[Opening EXTRACTED MATERIAL section]

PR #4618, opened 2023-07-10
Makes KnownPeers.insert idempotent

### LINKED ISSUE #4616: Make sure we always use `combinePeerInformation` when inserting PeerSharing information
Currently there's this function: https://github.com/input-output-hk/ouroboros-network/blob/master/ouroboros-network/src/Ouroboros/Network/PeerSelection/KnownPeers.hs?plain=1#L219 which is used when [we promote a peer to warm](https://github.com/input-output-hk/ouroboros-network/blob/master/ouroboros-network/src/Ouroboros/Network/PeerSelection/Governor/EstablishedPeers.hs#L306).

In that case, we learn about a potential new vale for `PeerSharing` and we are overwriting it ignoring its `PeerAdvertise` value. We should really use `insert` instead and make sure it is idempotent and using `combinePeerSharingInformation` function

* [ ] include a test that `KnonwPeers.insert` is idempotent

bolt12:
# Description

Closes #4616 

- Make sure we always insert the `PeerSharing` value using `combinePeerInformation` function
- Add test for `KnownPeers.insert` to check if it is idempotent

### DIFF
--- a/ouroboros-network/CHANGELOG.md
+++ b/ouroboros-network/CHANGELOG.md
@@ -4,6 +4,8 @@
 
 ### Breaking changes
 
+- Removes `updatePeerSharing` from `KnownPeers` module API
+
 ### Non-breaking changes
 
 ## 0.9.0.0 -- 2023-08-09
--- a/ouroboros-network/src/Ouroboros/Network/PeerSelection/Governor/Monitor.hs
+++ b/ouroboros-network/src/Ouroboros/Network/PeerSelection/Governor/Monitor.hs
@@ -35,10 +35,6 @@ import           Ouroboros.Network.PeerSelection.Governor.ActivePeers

[Closing EXTRACTED MATERIAL section]
[Opening EXTRACTED MATERIAL section]

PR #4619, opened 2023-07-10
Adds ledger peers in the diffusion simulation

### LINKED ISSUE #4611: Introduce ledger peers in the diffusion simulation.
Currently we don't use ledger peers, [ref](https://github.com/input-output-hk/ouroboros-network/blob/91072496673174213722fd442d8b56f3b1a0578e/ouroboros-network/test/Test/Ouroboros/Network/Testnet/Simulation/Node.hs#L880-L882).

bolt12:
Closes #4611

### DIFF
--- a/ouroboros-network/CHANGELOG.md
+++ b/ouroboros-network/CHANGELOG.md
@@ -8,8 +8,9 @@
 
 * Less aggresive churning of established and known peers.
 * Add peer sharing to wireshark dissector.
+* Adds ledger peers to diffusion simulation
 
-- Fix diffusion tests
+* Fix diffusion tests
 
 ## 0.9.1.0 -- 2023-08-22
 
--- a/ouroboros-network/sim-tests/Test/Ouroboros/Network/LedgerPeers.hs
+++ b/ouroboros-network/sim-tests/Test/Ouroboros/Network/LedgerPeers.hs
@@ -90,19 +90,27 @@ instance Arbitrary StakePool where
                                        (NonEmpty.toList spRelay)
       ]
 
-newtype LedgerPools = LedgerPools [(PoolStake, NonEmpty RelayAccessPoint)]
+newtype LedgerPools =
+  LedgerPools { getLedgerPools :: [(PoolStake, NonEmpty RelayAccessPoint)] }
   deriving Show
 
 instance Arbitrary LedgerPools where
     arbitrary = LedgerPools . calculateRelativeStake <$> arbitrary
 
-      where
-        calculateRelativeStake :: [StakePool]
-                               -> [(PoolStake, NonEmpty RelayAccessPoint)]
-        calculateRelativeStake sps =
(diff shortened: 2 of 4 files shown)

[Closing EXTRACTED MATERIAL section]
[Opening EXTRACTED MATERIAL section]

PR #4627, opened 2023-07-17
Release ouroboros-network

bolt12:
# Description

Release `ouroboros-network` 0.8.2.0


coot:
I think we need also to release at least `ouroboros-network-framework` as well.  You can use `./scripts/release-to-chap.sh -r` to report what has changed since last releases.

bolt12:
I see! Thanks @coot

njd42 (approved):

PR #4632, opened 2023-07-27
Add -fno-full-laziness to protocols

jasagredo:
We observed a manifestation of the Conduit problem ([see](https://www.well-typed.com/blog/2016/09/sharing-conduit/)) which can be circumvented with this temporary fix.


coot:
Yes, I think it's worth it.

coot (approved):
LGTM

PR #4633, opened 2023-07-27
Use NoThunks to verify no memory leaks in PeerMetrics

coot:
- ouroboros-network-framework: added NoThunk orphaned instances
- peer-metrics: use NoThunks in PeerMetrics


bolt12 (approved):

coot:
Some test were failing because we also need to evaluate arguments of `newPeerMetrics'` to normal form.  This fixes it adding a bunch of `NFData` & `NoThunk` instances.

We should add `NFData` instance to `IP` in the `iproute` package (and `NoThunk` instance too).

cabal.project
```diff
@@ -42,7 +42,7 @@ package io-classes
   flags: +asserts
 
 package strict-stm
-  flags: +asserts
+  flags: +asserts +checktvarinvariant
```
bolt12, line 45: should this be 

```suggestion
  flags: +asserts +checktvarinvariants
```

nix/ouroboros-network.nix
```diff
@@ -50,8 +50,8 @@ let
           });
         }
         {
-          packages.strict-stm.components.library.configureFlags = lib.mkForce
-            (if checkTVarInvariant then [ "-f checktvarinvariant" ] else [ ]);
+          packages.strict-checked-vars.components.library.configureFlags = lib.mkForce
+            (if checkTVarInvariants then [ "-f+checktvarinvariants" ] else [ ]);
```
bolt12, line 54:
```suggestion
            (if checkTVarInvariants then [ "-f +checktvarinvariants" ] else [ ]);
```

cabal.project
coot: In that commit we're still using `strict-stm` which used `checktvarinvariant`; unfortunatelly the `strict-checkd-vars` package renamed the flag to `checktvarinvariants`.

[Closing EXTRACTED MATERIAL section]

**WHAT YOU HAVE TO DO**
Everything in the material above from the line that has "PR #4618, opened 2023-07-10" through the line that has "### LINKED ISSUE #4616: Make" must be duplicated exactly, with no other lines given.

**REPLY**
PR #4618, opened 2023-07-10
Makes KnownPeers.insert idempotent

### LINKED ISSUE #4616: Make sure we always use `combinePeerInformation` when inserting PeerSharing information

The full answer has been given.